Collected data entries
PR #806, opened 2023-02-10
fix: Unsubscribe on unmount.

stephenh:
Not sure why I didn't think of adding this before.

Should fix the "cannot call setState on an unmounted component errors" we see in tests sometimes.

### DIFF
--- a/src/hooks/useComputed.ts
+++ b/src/hooks/useComputed.ts
@@ -52,7 +52,7 @@ export function useComputed<T>(fn: () => T, deps: readonly any[]): T {
     // eslint-disable-next-line react-hooks/exhaustive-deps
   }, deps);
 
-  // Tell unsubscribe the autorun when we're unmounted
+  // unsubscribe the autorun when we're unmounted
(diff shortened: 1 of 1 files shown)


bdow (approved):
🎉 Hopefully this does remove those warnings/errors.

src/hooks/useComputed.ts
```diff
@@ -49,9 +49,15 @@ export function useComputed<T>(fn: () => T, deps: readonly any[]): T {
         setTick((tick) => tick + 1);
       }
     });
+    return current.runner;
     // eslint-disable-next-line react-hooks/exhaustive-deps
   }, deps);
 
+  // Tell unsubscribe the autorun when we're unmounted
+  useEffect(() => {
+    return ref.current.runner;
```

Task objective - Lines with "Tell": return each one from the data above.

Response area -
-  // Tell unsubscribe the autorun when we're unmounted
+  // Tell unsubscribe the autorun when we're unmounted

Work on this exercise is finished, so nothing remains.